In other words, to implement reverse using the reduction pattern, we are looking for a function snoc that we can use as follows:

reverse (x1 : (x2 : ⋯ : (xn : [])⋯)

   ⇒ (x1 `snoc` (x2 `snoc` ⋯ `snoc` (xn `snoc` [])⋯)

The function snoc needs to have the same type signature as (:) :: a -> [a] -> [a]; i.e.,

snoc :: a -> [a] -> [a]

Considering the first invocation of snoc in the call reverse "Hello" (which is the same as reverse ('H':'e':'l':'l':'o':[])), we know that we need

'H' `snoc` "olle"  ⇒  "olleH"

The cons operator (:) can only attach elements at the head of a list and snoc is essentially the reverse of that (hence, the name). To attach at the end, we need to use (++) — i.e., we have got

x `snoc` xs = xs ++ [x]

and following the familiar pattern for reductions

reverse :: [a] -> [a]
reverse []     = []
reverse (x:xs) = x `snoc` reverse xs

Given the simplicity of snoc, we may like to inline its definition into reverse, which gets us

reverse :: [a] -> [a]
reverse []     = []
reverse (x:xs) = reverse xs ++ [x]

This approach of using our own function to replace (:) by way of the recursive pattern for reductions is a very powerful technique. In fact, any structurally recursive function can be implemented like that. This doesn't always lead to an intuitive definition of a given function, but it is certainly possible.

Getting back to our definition of reverse, the definition works, but it has a serious problem: from the definition of (++), we know that to append a single element [x] at the end of a list, we have to recurse down the whole list until we reach [], which we then replace by [x]. Reverse has to do this in every single recursive step! That is quite computationally expensive.

Left-associative reductions

The recursive pattern that we discussed so far replaces cons (:) and nil ([]) in

(x1 : (x2 : ⋯ : (xn : [])⋯)

with a binary function op and some starting value n starting from the right and proceeding to the left:

(x1 `op` (x2 `op` ⋯ `op` (xn `op` n)⋯)

In other words, we start by computing (xn `op` []). Then, we use that result to compute (xn-1 `op` (xn `op` [])), and so forth. This is often called a right-associative reduction or a reduction from the right.

That is often what we want, and for associative operators, such as addition and multiplication, where we have

a + (b + c) = (a + b) + c

the direction of the reduction is irrelevant.

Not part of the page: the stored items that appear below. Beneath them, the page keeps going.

PR #368, opened 2018-05-04
Some small UX fixes for the landing page and dialogs

### LINKED ISSUE #305: contrast too bright on video background
the tagline and subtitle copy is a bit difficult to read with the `<video>` playing in the background. if the `opacity` was bumped down a bit, I think it'd be easier on the eyes.

screen shot 2018-04-25 at 8 45 10 pm

### LINKED ISSUE #313: modal windows should close upon pressing the `Esc` key or clicking outside the modal
1. load https://hubs.mozilla.com/
2. scroll to the bottom of the page to find the footer
3. click one of the first three links
4. try to press `Esc` or click outside the modal (i.e., usual patterns for dismissing) to dismiss the modal
5. notice you have to click/tap the × icon in the top-left corner of the modal

### LINKED ISSUE #315: Add Privacy Notice + ToS to bottom of Help dialog
1. load https://hubs.mozilla.com/
2. notice the _Mozilla_, _Mozilla Mixed Reality_, and _View Source_ links in the header
    screen shot 2018-04-25 at 10 09 27 pm
3. scroll down to the footer to notice the following: _Terms of Use_, _Privacy Notice_, and the _made with 🦆by Mozilla_
    screen shot 2018-04-25 at 10 09 29 pm

<hr>

1. load https://hubs.mozilla.com/0h6bsjd7ofz/snoopy-soft-festivity
2. notice there is no Mozilla branding (nor _Terms of Use_, _Privacy Notice_, and _View Source_ links; I could be missing them somewhere though)
    screen shot 2018-04-25 at 10 10 44 pm
    screen shot 2018-04-25 at 10 10 39 pm
    screen shot 2018-04-25 at 10 10 37 pm
3. is that intentional? (if so, apologies for filing this issue!)

notice the interstitial avatar-selection screen does though show the _Terms of Use_ and _Privacy Notice_:
screen shot 2018-04-25 at 10 01 43 pm

netpro2k:
- Close dialogs on escape (fixes #313)
- Darken hero video (fixes #305)
- Surface ToS and Privacy Policy in help (Fixes #315)

### DIFF
--- a/src/assets/stylesheets/info-dialog.scss
+++ b/src/assets/stylesheets/info-dialog.scss
@@ -3,7 +3,7 @@
   height: 100%;
   top: 0;
   left: 0;
-  position: absolute;
+  position: fixed;
   pointer-events: none;
   color: white;
   z-index: 2;
--- a/src/assets/stylesheets/info-dialog.scss
+++ b/src/assets/stylesheets/info-dialog.scss
@@ -54,6 +54,17 @@
 	a { color: white }
       }
 
+      &__links {
+        display: flex;
+        justify-content: center;
+        margin: 16px 0;
+        a {
+          margin: 0px 12px;
+          color: $light-text;
+        }
+      }
+
+
       &__close {
 	position: absolute;
 	left: 12px;
--- a/src/assets/stylesheets/info-dialog.scss
+++ b/src/assets/stylesheets/info-dialog.scss
@@ -4,7 +4,6 @@
   top: 0;
   left: 0;
   position: fixed;
-  pointer-events: none;
   color: white;
   z-index: 2;
 }
@@ -59,7 +58,7 @@
         justify-content: center;
         margin: 16px 0;
         a {
-          margin: 0px 12px;
+          margin: 0 12px;
           color: $light-text;
         }
       }
--- a/src/react-components/info-dialog.js
+++ b/src/react-components/info-dialog.js
@@ -27,19 +27,26 @@ class InfoDialog extends Component {
 
     const loc = document.location;
     this.shareLink = `${loc.protocol}//${loc.host}${loc.pathname}`;
-    this.onKeyPress = this.onKeyPress.bind(this);
+    this.onKeyDown = this.onKeyDown.bind(this);
+    this.onContainerClicked = this.onContainerClicked.bind(this);
   }
 
   componentDidMount() {
-    window.addEventListener("keypress", this.onKeyPress);
+    window.addEventListener("keydown", this.onKeyDown);
   }
 
   componentWillUnmount() {
-    window.removeEventListener("keypress", this.onKeyPress);
+    window.removeEventListener("keydown", this.onKeyDown);
   }
 
-  onKeyPress(e) {
+  onKeyDown(e) {
     if (e.key === "Escape") {
+      this.props.onCloseDialog();
+    }
+  }
+
+  onContainerClicked(e) {
+    if (e.currentTarget === e.target) {
       this.props.onCloseDialog();
     }
   }
@@ -226,7 +233,7 @@ class InfoDialog extends Component {
             <p>
               The <b>Bubble Toggle</b> hides avatars that enter your personal space.
             </p>
-            <div className="dialog__box__contents__links">
+            <p className="dialog__box__contents__links">
               <a target="_blank" rel="noopener noreferrer" href="https://github.com/mozilla/hubs/blob/master/TERMS.md">
                 <FormattedMessage id="profile.terms_of_use" />
               </a>
@@ -237,7 +244,7 @@ class InfoDialog extends Component {
               >
                 <FormattedMessage id="profile.privacy_notice" />
               </a>
-            </div>
+            </p>
           </div>
         );
         break;
@@ -250,7 +257,7 @@ class InfoDialog extends Component {
 
     return (
       <div className="dialog-overlay">
-        <div className={dialogClasses}>
+        <div className={dialogClasses} onClick={this.onContainerClicked}>
           <div className="dialog__box">
             <div className="dialog__box__contents">
               <button className="dialog__box__contents__close" onClick={this.props.onCloseDialog}>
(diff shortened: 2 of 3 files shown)


src/react-components/info-dialog.js
```diff
@@ -27,6 +27,21 @@ class InfoDialog extends Component {
...
+  componentDidMount() {
+    window.addEventListener("keypress", this.onKeyPress);
+  }
+
+  componentWillUnmount() {
+    window.removeEventListener("keypress", this.onKeyPress);
+  }
+
+  onKeyPress(e) {
+    if (e.key === "Escape") {
```
cvan: can you check `document.activeElement.matches('body, a')`? (or you can check `e.target` too. there are a couple ways to test this. the `a` is because the original footer link still has focus when the `click` event has fired to open the modal but the user has not interacted with the page/modal. usually, `document.activeElement` would be `document.body`.)

in the _Get Updates_ modal, when a user has focused the `<input>` field for the email address, pressing the `Escape` key should not close the dialog.

image

src/react-components/info-dialog.js
```diff
@@ -27,6 +27,21 @@ class InfoDialog extends Component {
 
     const loc = document.location;
     this.shareLink = `${loc.protocol}//${loc.host}${loc.pathname}`;
+    this.onKeyPress = this.onKeyPress.bind(this);
+  }
+
+  componentDidMount() {
+    window.addEventListener("keypress", this.onKeyPress);
```
cvan: can you change this to `keydown`? it doesn't work in Chrome (tested on macOS).

the `keypress` event does fire correctly in both Firefox and Safari. in Chrome, it turns out that the `keypress` event is emitted for character keys, but evidently not for such keys as `Escape`, `ArrowDown`, etc.

src/assets/stylesheets/info-dialog.scss
```diff
@@ -3,7 +3,7 @@
   height: 100%;
   top: 0;
   left: 0;
-  position: absolute;
+  position: fixed;
```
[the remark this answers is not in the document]
cvan: see my comment here: https://github.com/mozilla/hubs/pull/368#issuecomment-387236650

src/react-components/info-dialog.js
```diff
@@ -27,6 +27,21 @@ class InfoDialog extends Component {
...
+  }
+
+  componentWillUnmount() {
+    window.removeEventListener("keypress", this.onKeyPress);
+  }
+
+  onKeyPress(e) {
+    if (e.key === "Escape") {
+      this.props.onCloseDialog();
```
cvan: also, per issue #313 – `… or clicking outside the modal` – can you also handle that case? I see that a common convention used for both desktop and touch/mobile sites/apps.

src/react-components/info-dialog.js
netpro2k: Hmm, I am not sure about that one. I would still expect the modal to close even if I was in the textbox if I hit excape. Checking for the "a" doesnt seem right because I could click somewhere inside the dialog and then no longer have an "a" focused.

src/react-components/info-dialog.js
```diff
@@ -211,6 +226,18 @@ class InfoDialog extends Component {
             <p>
               The <b>Bubble Toggle</b> hides avatars that enter your personal space.
             </p>
+            <div className="dialog__box__contents__links">
```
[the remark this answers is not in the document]
netpro2k: "everythign is a div" is a hard habbit to break hehe.

src/react-components/info-dialog.js
cvan: for accessibility reasons, we try to not hijack keys when form fields are focused. in past projects, we do something [like this](https://github.com/mozilla/marketplace-core-modules/blob/59bb600/core/utils.js#L63-L66).

if it's not too much trouble, can you add a tiny helper function to handle this?

```js
var formTags = /input|keygen|meter|option|output|progress|select|textarea/i;
function fieldFocused (e) {
  return formTags.test(e.target.nodeName);
}
```

and then use as such:

```js
if (!fieldFocused(e.target) && e.key === "Escape") {
```

src/assets/stylesheets/info-dialog.scss
```diff
@@ -3,8 +3,7 @@
   height: 100%;
   top: 0;
   left: 0;
-  position: absolute;
-  pointer-events: none;
+  position: fixed;
```
cvan: I notice the `<body>` scrolling issue (from [my GIF](https://github.com/mozilla/hubs/pull/368#issuecomment-387236650)) still remains - want me to file a follow-up issue for that?

src/react-components/info-dialog.js
```diff
@@ -27,6 +27,28 @@ class InfoDialog extends Component {
...
+  }
+
+  onKeyDown(e) {
+    if (e.key === "Escape") {
+      this.props.onCloseDialog();
+    }
+  }
+
+  onContainerClicked(e) {
+    if (e.currentTarget === e.target) {
```
cvan: I noticed that the Help dialog from a Hub space (e.g., on [https://localhost:8080/hub.html?hub_id=0mnu4u5z3q2](https://localhost:8080/hub.html?hub_id=0mnu4u5z3q2)) does not get closed when clicking outside. can you change this to `if (e.target.closest(".dialog-overlay")) {`? (and likely need to move the `pointer-events: none` style.)

src/react-components/info-dialog.js
```diff
@@ -27,6 +27,28 @@ class InfoDialog extends Component {
 
     const loc = document.location;
     this.shareLink = `${loc.protocol}//${loc.host}${loc.pathname}`;
+    this.onKeyDown = this.onKeyDown.bind(this);
+    this.onContainerClicked = this.onContainerClicked.bind(this);
+  }
+
+  componentDidMount() {
+    window.addEventListener("keydown", this.onKeyDown);
```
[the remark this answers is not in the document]
cvan: (this will reset the focus to `document.body`, which is what we'd expect from clicking a modal IMO)

src/assets/stylesheets/info-dialog.scss
netpro2k: Yep. I mentioned in slack, the rest of these fixes are clearly minimal impact but I could imagine that one having unintended side-effects since it involves putting `pointer-events: none` on the `body`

In other cases, we would actually like to proceed from the left to the right and compute

(⋯(n `op` x1) `op` x2) `op` ⋯ `op` xn)

This, in particular, implies that we combine the starting value n from the left with x1; instead of combining it from the right with xn.

As an example, consider the function

deductFromAccount :: Int -> [Int] -> Int

which gets the initial balance of an account in cents together with a list of deductions from that account in the order in which they are to be performed. On that basis, it needs to calculate the resulting account balance with the following exception: if a deduction would result in a negative account balance, the function should return an error message:

deductFromAccount 75645 [322, 434, 5343, 234]

  (((75645 - 322) - 434) - 5343) - 234

deductFromAccount 75645 [322, 80000, 5343, 234]

error "Your account balance is 75323 cents — cannot deduct 80000 cents"

To implement this function, we need to implement a reduction proceeding from left to right over the input list, where the initial balance is the starting value n from our pattern above. We need to compute

deductFromAccount balance (x1 : (x2 : ⋯ : (xn : [])⋯)

   ⇒ (⋯(balance `deduct` x1) `deduct` x2) `deduct` ⋯ `deduct` xn)

for a suitable definition of deduct. It needs to use a conditional or guard to check whether the current balance is larger than the next deduction:

balance `deduct` x 
  | balance < x = error ("Your account balance is " ++ show balance ++
                         " - cannot deduct " ++ show x ++ " cents")
  | otherwise   = balance - x

The general scheme to implement the pattern for left reduction is

leftReduce n []     = n
leftReduce n (x:xs) = leftReduce (n `op` x) xs

By substituting balance for n and deduct for op, and then, inlining deduct, we get the complete definition for deductFromAccount:

deductFromAccount balance []
  = balance
deductFromAccount balance (d : ds)
  | balance < d = error ("Your account balance is " ++ show balance ++
                         " - cannot deduct " ++ show d ++ " cents")
  | otherwise   = deductFromAccount (balance - d) ds

The parameter balance acts as an accumulator, passing down information of what happened earlier in the list.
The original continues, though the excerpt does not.